M. [H] [P] sera condamné à verser à Mme [N] [W] épouse [M] la somme de 3000 euros, et il conviendra de fixer au passif de la SARL A.M. T. la somme de 3000 euros à ce titre.
PAR CES MOTIFS
Le tribunal,
DEBOUTE Mme [N] [W] épouse [M] de sa demande de communication d’attestation d’assurance sous astreinte
ORDONNE la résolution de la vente du véhicule HYUNDAI SATELLITE 2.5 CRDi 170 Pack [Localité 1] 8 places immatriculé DN 392 BC
CONDAMNE M. [H] [P] à verser à Mme [N] [W] épouse [M] la somme de 12 990 euros en remboursement du prix de vente
DIT que M. [H] [P] sera tenu, après complet remboursement, de récupérer le véhicule HYUNDAI SATELLITE 2.5 CRDi 170 Pack [Localité 1] 8 places immatriculé DN 392 BC
DIT que M. [H] [P] et la SARL A.M. T. seront tenus in solidum à indemniser Mme [N] [W] épouse [M] des préjudices suivants :
10 000 euros au titre du préjudice de jouissance927,03 euros au titre de l’assurance du véhicule252 euros au titre des frais de transfert du véhicule668 euros au titre des coûts de l’expertise amiable
CONDAMNE M. [H] [P] à verser à Mme [N] [W] épouse [M] les sommes suivantes :
10 000 euros au titre du préjudice de jouissance927,03 euros au titre de l’assurance du véhicule252 euros au titre des frais de transfert du véhicule668 euros au titre des coûts de l’expertise amiable
FIXE au passif de la liquidation judiciaire de la SARL A.M. T. les sommes suivantes :
10 000 euros au titre du préjudice de jouissance927,03 euros au titre de l’assurance du véhicule252 euros au titre des frais de transfert du véhicule668 euros au titre des coûts de l’expertise amiable
REJETTE la demande de dommages et intérêts formulée par M. [H] [P] à l’encontre de la SARL A.M. T.

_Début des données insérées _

PR #10055, opened 2021-11-02
Remove `Domain.slots_for_entities` usage in `DialogueStateTracker.update()`

### LINKED ISSUE #9744: 3.0 slot mappings: revisit `Domain.slots_for_entities()` method and its usage
**Overview of the Problem**:
- In rasa 2.0, `Domain.slots_for_entities()` method used to return a list of `SlotSet` events for slots with the same entity name which had auto-fill enabled. 
- In 3.0, auto-fill has been removed and the method was adapted slightly to set any slots if matching entities are extracted. 
- This method is being used in 2 places: `DialogueStateTracker.update()` and `StoryStep.explicit_events()`:

1. `DialogueStateTracker.update()` has 74 usages in the codebase (including tests) that might need to be checked/adapted if this method is removed. Alternatively, if the method should be maintained, the implementation of `DialogueStateTracker.update()` should be checked if we want a certain section concerning `UserUttered` events to be kept.
This might be a duplicate of what the default `action_extract_slots` now does.

- A side effect of this method is that although it generally allows for slots with `FROM_ENTITY` mappings to be updated throughout the conversation, it is not owed to running the `action_extract_slots` default action, and therefore confusingly not logged.

**Definition of Done**:
- [x] investigate the usage ramifications of this method to determine if it makes sense to remove or adapt/ refactor now that the default action_extract_slots runs after every user turn
- [x] investigate adaptation of `DialogueStateTracker.update()` and complete if feasible
- [x] create new issue for deprecating the usage of entities in stories (in `StoryStep.explicit_events`) and carrying exploratory work that the replacement story format with `slot_was_set` maintains consistent behaviour
- [x] handle `EntitiesAdded` case: If an action can also add entities, then we also need to run the `ActionExtractSlots` after these actions
- [x] adapt any unit tests

ancalita:
**Proposed changes**:
- Closes #9744 


rasa/core/processor.py
```diff
@@ -742,6 +745,9 @@ async def _run_prediction_loop(
                     self.on_circuit_break(tracker, output_channel, self.nlg)
                 break
 
+            if prediction.is_end_to_end_prediction:
+                tracker = await self._run_action_extract_slots(output_channel, tracker)
```
wochinge, line 749: can we please add a log statement to make it clear that we're running this a second time?

rasa/core/processor.py
```diff
@@ -742,6 +745,9 @@ async def _run_prediction_loop(
                     self.on_circuit_break(tracker, output_channel, self.nlg)
                 break
 
+            if prediction.is_end_to_end_prediction:
```
wochinge, line 748: do we have a test which makes sure that we run this / to avoid regression?

wochinge (commented):
💯 

The title is slightly weird as we're keeping `Domain.slots_for_entities` for now, isn't it?

rasa/core/processor.py
ancalita: You're right, I need to add a test for this part: I'm amending the `e2e_bot` domain file to contain slots, hope that's fine 🤞🏼 The test I've added passes, we'll see what the CI says 😅

rasa/core/processor.py
ancalita: Should I also add a changelog entry for this - or do you think the global slot mappings initial changelog encapsulates this too?

rasa/core/processor.py
ancalita: @wochinge Adding slots to the `e2e_bot` domain causes this test `test_e2e_with_entity_evaluation` to [fail](https://github.com/RasaHQ/rasa/runs/4167179517?check_suite_focus=true), because `report` variable is empty. Do you think it's better for me to create a different e2e fixture?

wochinge: I'd rather investigate why the report is empty to be honest.

rasa/core/processor.py
wochinge: As we haven't released yet the initial changelog encapsulates this 👍🏻

rasa/core/processor.py
ancalita: Ok, I deep dived in the area related to testing stories and this is what i found:

1. the result of [`evaluate_entities`](https://github.com/RasaHQ/rasa/blob/4620db7607d61baa050d9779b1c1264568ccef61/rasa/core/test.py#L1119) is an empty dict `{ }` for `report` [here](https://github.com/RasaHQ/rasa/blob/4620db7607d61baa050d9779b1c1264568ccef61/rasa/nlu/test.py#L882) because this [if statement](https://github.com/RasaHQ/rasa/blob/4620db7607d61baa050d9779b1c1264568ccef61/rasa/model_testing.py#L359) in `model_testing.py` gets executed.

2. Looking more into this: `entity_results` output [here](https://github.com/RasaHQ/rasa/blob/4620db7607d61baa050d9779b1c1264568ccef61/rasa/core/test.py#L1079) is an empty list -> because [`tracker_entity_results`](https://github.com/RasaHQ/rasa/blob/4620db7607d61baa050d9779b1c1264568ccef61/rasa/core/test.py#L955) is empty list -> because every `entity_result` [here](https://github.com/RasaHQ/rasa/blob/4620db7607d61baa050d9779b1c1264568ccef61/rasa/core/test.py#L838) is predicted as `None`.  

And this is because [this block](https://github.com/RasaHQ/rasa/blob/4620db7607d61baa050d9779b1c1264568ccef61/rasa/core/test.py#L604) never gets executed and I'm not sure why?

ancalita: I've looked at what's in `tracker.events` and based on the fact that a `SlotSet` event gets added now to the tracker after every `UserUttered`, that block in `_get_e2e_entity_evaluation_result` never gets executed because every last event will be a `SlotSet`, should I modify this method to actually get the penultimate event if last event is a `SlotSet`, test passes when I check that 🤔 :

```
['action_listen', 'UserUttered(text: my name is joe, intent: None, entities: joe (Type: name, Role: None, Group: None), use_text_for_featurization: True)', 'SlotSet(key: name, value: joe)']
['action_listen', 'UserUttered(text: my name is joe, intent: None, entities: joe (Type: name, Role: None, Group: None), use_text_for_featurization: True)', 'SlotSet(key: name, value: joe)', 'hi joe!']
['action_listen', 'UserUttered(text: my name is joe, intent: None, entities: joe (Type: name, Role: None, Group: None), use_text_for_featurization: True)', 'SlotSet(key: name, value: joe)', 'hi joe!', 'action_listen', 'UserUttered(text: I am feeling happy, intent: None, entities: happy (Type: mood, Role: None, Group: None), use_text_for_featurization: True)', 'SlotSet(key: mood, value: happy)']
['action_listen', 'UserUttered(text: my name is joe, intent: None, entities: joe (Type: name, Role: None, Group: None), use_text_for_featurization: True)', 'SlotSet(key: name, value: joe)', 'hi joe!', 'action_listen', 'UserUttered(text: I am feeling happy, intent: None, entities: happy (Type: mood, Role: None, Group: None), use_text_for_featurization: True)', 'SlotSet(key: mood, value: happy)', "I'm glad"]
['action_listen', 'UserUttered(text: today I was very cranky, intent: None, entities: cranky (Type: mood, Role: None, Group: None), use_text_for_featurization: True)', 'SlotSet(key: mood, value: cranky)']
['action_listen', 'UserUttered(text: today I was very cranky, intent: None, entities: cranky (Type: mood, Role: None, Group: None), use_text_for_featurization: True)', 'SlotSet(key: mood, value: cranky)', "I'm sorry!"]
```

ancalita: @wochinge that seemed to have fixed the test 😁 Let me know what you think, ready for a new round of review.

rasa/core/test.py
```diff
@@ -601,6 +601,12 @@ async def _get_e2e_entity_evaluation_result(
     prediction: PolicyPrediction,
 ) -> Optional[EntityEvaluationResult]:
     previous_event = tracker.events[-1]
+
+    if isinstance(previous_event, SlotSet):
+        # UserUttered events with entities can be followed by SlotSet events
+        # if slots are defined in the domain
+        previous_event = tracker.get_last_event_for(UserUttered)
```
wochinge, line 608: If there was an ActionExecuted in between then this condition should be wrong (only if there was nothing between user uttered and the current action except slots and bot uttered stuff)
```suggestion
    if isinstance(previous_event, SlotSet):
        # UserUttered events with entities can be followed by SlotSet events
        # if slots are defined in the domain
        previous_event = tracker.get_last_event_for((UserUttered, ActionExecuted))
        if isinstance(previous_event, UserUttered):
             ...
```

alwx (approved):
Looks good!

REJETTE la demande de M. [H] [P] de se voir garantir de toute condamnation prononcée à son encontre par la SARL A.M. T.
REJETTE les demandes de M. [H] [P] à l’encontre de SELARL MJ SYNERGIE, en la personne de Me [X] [V]
DIT que M. [H] [P] et la SARL A.M. T. seront tenus in solidum à réparation au titre de l’article 700 du code de procédure civile à hauteur de 3000 euros
CONDAMNE M. [H] [P] à verser à Mme [N] [W] épouse [M] la somme de 3000 euros au titre de l’article 700 du code de procédure civile
FIXE au passif de la liquidation judiciaire de la SARL A.M. T. la somme de 3000 euros au titre de l’article 700 du code de procédure civile
REJETTE la demande de M. [H] [P] au titre de l’article 700 du code de procédure civile
DIT que M. [H] [P] et la SARL A.M. T. sont tenus in solidum aux dépens, et ce compris le coût de l’expertise judiciaire
CONDAMNE M. [H] [P] aux dépens, et ce compris le coût de l’expertise judiciaire, dont distraction au profit Me Gaëlle PIOLOT
FIXE le montant des dépens, et ce compris le coût de l’expertise judiciaire, au passif de la SAS RENOVATION DES ALPES
AINSI JUGÉ ET PRONONCÉ AU TRIBUNAL JUDICIAIRE D’ANNECY LE VINGT DEUX AVRIL DEUX MIL VINGT SIX
Et le présent jugement a été signé par le Président et la Greffière.